SSH

SSH Capabilities

  • Open up remote shell
  • Connection forwarder (Local, Remote, Dynamic)
  • Transport protocol
  • Force command execution on a per-public key basis

Connection Forward

Remote Port Forwarding

Give external access to local client

Syntax:
local="<local host>:<local port>"  # or "localhost:<local port>"
remote="<:<remote port>"  # "*" for all interfaces (default = loopback only)
ssh -R ${remote}:${local} <remote host>
Example:
ssh -R 8042:localhost:8042 10.10.10.10

Local Port Forwarding

Access remote resources as though it is local

Syntax:
local="localhost:<local port>"  # or just "<local port>" (default = localhost)
remote="<private host>:<private port>"
ssh -L ${local}:${remote} <remote host>

Dynamic Port Forwarding

Allows configuration for entire machine to route all traffic over ssh connection which can act as a super simple VPN. - Protection in public connections - Get around region protected content

Syntax:
ssh -[fN]D <port> <remote host>

X11 Forwarding

Forwards X11 data to allow for GUI interaction with remote host.

Agent Forwarding

Forwards private key to a server

Syntax:
ssh -A <remote host>

Run Remote Command

Allows to run a single command to remote host and prints output as though it was executed locally.
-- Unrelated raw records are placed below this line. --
PR #728, opened 2026-08-18
Skip TLS validation for non-SPIRE client certs

DhirajSuri27:
Skip TLS validation for non-SPIRE client certs

### DIFF
--- a/core/src/main/java/io/confluent/rest/SpireOptionalTrustManager.java
+++ b/core/src/main/java/io/confluent/rest/SpireOptionalTrustManager.java
@@ -1,0 +1,168 @@
+/*
+ * Copyright 2026 Confluent Inc.
+ *
+ * Licensed under the Apache License, Version 2.0 (the "License");
+ * you may not use this file except in compliance with the License.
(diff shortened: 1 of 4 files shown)


core/src/main/java/io/confluent/rest/SpireOptionalTrustManager.java
```diff
@@ -0,0 +1,168 @@
...
+    if (chain == null || chain.length == 0) {
+      return false;
+    }
+    Collection<List<?>> subjectAlternativeNames;
+    try {
+      subjectAlternativeNames = chain[0].getSubjectAlternativeNames();
+    } catch (CertificateParsingException e) {
+      log.debug("Failed to parse SAN entries while checking for a SPIFFE URI SAN; "
+          + "treating certificate as non-SPIFFE", e);
+      return false;
```
tobiogunbi, line 146: nit: should we be swallowing on parse failures like this?

tobiogunbi (approved):
lgtm but minor nit

xuliang2019 (approved):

That means that the output can then be piped.

Syntax:
ssh <remote host> -- <command>

Force Remote Commands

Prefix ssh public keys with options in ~/.ssh/authorized_keys to execute commands for specific connections. Can be used to limit commands, terminals, etc.

Syntax:
*~/.ssh/authorized_keys*
command="<command>" ssh-rsa <public key>

Support Escape Sequences

Escape sequences are used when in a remote shell to manage the session.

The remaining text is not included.